PR #225, opened 2025-04-16
8354679: [CRaC] jdk.crac.management makes JdkManagementCheckSince fail

TimPushkin:
Fixes the failing test, by using `@since CRaC` in CRaC docs and `--ignoreSince` in since-checker tests which check them.

A since-checker test for `jdk.crac` module is also added but it is disabled until [JDK-8354921](https://bugs.openjdk.org/browse/JDK-8354921) is fixed.

Also adds the since-checking tests to CI.

---------
### Progress

### Issue
 * [JDK-8354679](https://bugs.openjdk.org/browse/JDK-8354679): [CRaC] jdk.crac.management makes JdkManagementCheckSince fail (**Bug** - P4)

### Reviewers

### Reviewing

Checkout this PR locally: \
`$ git fetch https://git.openjdk.org/crac.git pull/225/head:pull/225` \
`$ git checkout pull/225`

`$ git checkout pull/225` \
`$ git pull https://git.openjdk.org/crac.git pull/225/head`

</details>

Checkout this PR locally: \
`$ git pr checkout 225`

`$ git pr show -t 225`

</details>

<a href="https://git.openjdk.org/crac/pull/225.diff">https://git.openjdk.org/crac/pull/225.diff</a>

</details>

[Link to Webrev Comment](https://git.openjdk.org/crac/pull/225#issuecomment-2809570986)
</details>

### DIFF
--- a/.github/workflows/test.yml
+++ b/.github/workflows/test.yml
@@ -59,6 +59,7 @@ jobs:
       matrix:
         test-name:
           - 'jdk/crac'
+          - 'jdk/since checks'
           - 'jdk/tier1 part 1'
           - 'jdk/tier1 part 2'
           - 'jdk/tier1 part 3'
@@ -75,6 +76,9 @@ jobs:
         include:
           - test-name: 'jdk/crac'
             test-suite: 'test/jdk/jdk/crac/'
+
+          - test-name: 'jdk/since checks'
+            test-suite: 'test/jdk/:jdk_since_checks'
 
           - test-name: 'jdk/tier1 part 1'
             test-suite: 'test/jdk/:tier1_part1'
--- a/src/jdk.crac/share/classes/jdk/crac/package-info.java
+++ b/src/jdk.crac/share/classes/jdk/crac/package-info.java
@@ -91,7 +91,7 @@ restoring instances from the image.
  * </li>
  * </ul>
  *
- * @since TBD
+ * @since CRaC
  */
 
 package jdk.crac;
--- a/src/jdk.crac/share/classes/module-info.java
+++ b/src/jdk.crac/share/classes/module-info.java
@@ -23,6 +23,13 @@
  * questions.
  */
 
+/**
+ * CRaC (Coordinated Restore at Checkpoint) API.
+ *
+ * @moduleGraph
+ * @since CRaC
+ */
+
 module jdk.crac {
 
     exports jdk.crac;
--- a/src/jdk.management/share/classes/jdk/crac/management/package-info.java
+++ b/src/jdk.management/share/classes/jdk/crac/management/package-info.java
@@ -25,6 +25,8 @@
 
 /**
  * This package contains management interfaces for CRaC.
+ *
+ * @since CRaC
  */
 
 package jdk.crac.management;
--- a/test/jdk/tools/sincechecker/modules/jdk.crac/JdkCracCheckSince.java
+++ b/test/jdk/tools/sincechecker/modules/jdk.crac/JdkCracCheckSince.java
@@ -1,5 +1,6 @@
 /*
- * Copyright (c) 2024, Oracle and/or its affiliates. All rights reserved.
+ * Copyright (c) 2024 Oracle and/or its affiliates. All rights reserved.
+ * Copyright (c) 2025, Azul Systems, Inc. All rights reserved.
  * DO NOT ALTER OR REMOVE COPYRIGHT NOTICES OR THIS FILE HEADER.
  *
  * This code is free software; you can redistribute it and/or modify it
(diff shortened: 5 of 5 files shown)


rvansa:
I think that it's OK to add the symbols to 24 only; CRaC versioning can be considered orthogonal to upstream JDK versioning. At this stage we keep backward compatibility for users' convenience, not as a rule. Testing API compatibility is useful as CRaC'ed JDK should be 100% usable as a drop-in replacement for upstream JDKs.

If `jdk.crac` can't be addressed, we can leave it out of scope. However could you file a bug for `SinceChecker` in upstream?

Last but not least; please outline the steps (can be just a comment on this PR) what will we have to do when we rebase on top of JDK 26.

rvansa (approved):

TimPushkin:
> However could you file a bug for SinceChecker in upstream?

Filed the `SinceChecker` bug as [JDK-8354921](https://bugs.openjdk.org/browse/JDK-8354921).

> Last but not least; please outline the steps (can be just a comment on this PR) what will we have to do when we rebase on top of JDK 26.

Whenever we merge an update of the symbols from the mainline (can happen multiple times between a rampdown and the respective GA) we'll need to first overwrite our symbols with the incoming changes and then run `make/scripts/generate-symbol-data.sh` to update the symbols with CRaC's ones.

Whenever we add a method to the public CRaC Java API we also need to run the script to update the symbols.

I also found [JDK-8345212](https://bugs.openjdk.org/browse/JDK-8345212), which we don't yet have in this fork. It should allow us to continue using `@since TBD` (or `@since CRaC`, or whatever) and the test will pretend like the CRaC API has been added in the current version — we won't need to do the symbols updates. @rvansa  WDYT?

rvansa:
> Whenever we merge an update of the symbols from the mainline (can happen multiple times between a rampdown and the respective GA) we'll need to first overwrite our symbols with the incoming changes and then run make/scripts/generate-symbol-data.sh to update the symbols with CRaC's ones.

OK, I thought that we could somehow preserve the oldest CRaC JDK version where the symbol appeared. But we don't need to change the taglet on too many places, so let's use this as is.

> I also found [JDK-8345212](https://bugs.openjdk.org/browse/JDK-8345212), which we don't yet have in this fork. It should allow us to continue using @since TBD (or @since CRaC, or whatever) and the test will pretend like the CRaC API has been added in the current version — we won't need to do the symbols updates.

That sounds useful, but we don't need to merge changes out-of-band, this PR is good as it is. Let's integrate this and use the `-ignoreSince` the next time this code needs updating anyway.

TimPushkin:
> OK, I thought that we could somehow preserve the oldest CRaC JDK version where the symbol appeared. But we don't need to change the taglet on too many places, so let's use this as is.

Symbols are fixed after GA so after GA they'll be preserved. But between rampdown and GA we'll need to be updating them (only the version that has not yet been GA-ed) when they are updated upstream.

Example for JDK 26:
1. 25 rampdown happens, 26 is created and symbols for 25 along with it — when merging this, we'll take the new 25 symbols and run the script to update them from the last 25-CRaC build.
2. 25's symbols get updated — when merging this, we'll overwrite our 25's symbols with the incoming ones, then run the script again to update them with the last 25-CRaC build (the same build as in step one), then fixup the symbols manually to remove the changes unrelated to CRaC (there will be such changes because the last 25-CRaC build will be based on an older 25 than the updated symbols). This step can happen a few times.
3. 25 GA happens — after this moment 25's symbols are fixed, we won't need to touch them ever again.

> That sounds useful, but we don't need to merge changes out-of-band, this PR is good as it is. Let's integrate this and use the -ignoreSince the next time this code needs updating anyway.

I was proposing to wait until that change gets merged-in. I believe we need to decide now: we either merge this PR and start generating CRaC symbols from now on or wait for the `SinceChecker` update that should allow us to continue without generating the symbols (I actually need to try this locally by cherry-picking to see how it works before we decide). It will be weird if now we start generating the symbols but then we suddenly stop.

TimPushkin:
Oh, actually, I believe we are still merging 25 updates that occurred before 24 GA, so we'll go through the steps 2 and 3 above even for 24's symbols.

TimPushkin:
Still active. I need to check if [JDK-8345212](https://bugs.openjdk.org/browse/JDK-8345212) will work as expected and then we'll decide whether we want to go that way or the way this PR was originally done.

TimPushkin:
[JDK-8345212](https://bugs.openjdk.org/browse/JDK-8345212) works as expected. We will be able to just put `@since CRaC` to our `package-info`s and `module-info`s and add `--ignoreSince CRaC` to `SinceChecker` tests that touch CRaC sources.

I think this approach is better because we won't have to update the symbols on every release (possibly multiple times) and it seems to be the accepted way for long-running non-mainline projects (this is the reasoning in JDK-8345212).

JDK-8345212 will come with jdk-25+10, we are now at jdk-25+4. I'll leave this PR as a draft until then. After that I'll change it to satisfy JDK-8345212.

rvansa:
@TimPushkin 25+10 was just merged.

TimPushkin:
We should now use `@since CRaC` in CRaC docs and add `--ignoreSince CRaC` to since-checker tests of modules containing documented CRaC code.

I also added a disabled since-checker test for `jdk.crac` module. It can be enabled after [JDK-8354921](https://bugs.openjdk.org/browse/JDK-8354921) is fixed.

Since-checker will also be run in our CI.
──────────
Every line above from the line with "3. 25 GA happens" to the line with "use the -ignoreSince", both included, must be reproduced exactly, and no other line may appear.

> _RESULT FOR THIS EXERCISE_
3. 25 GA happens — after this moment 25's symbols are fixed, we won't need to touch them ever again.

> That sounds useful, but we don't need to merge changes out-of-band, this PR is good as it is. Let's integrate this and use the -ignoreSince the next time this code needs updating anyway.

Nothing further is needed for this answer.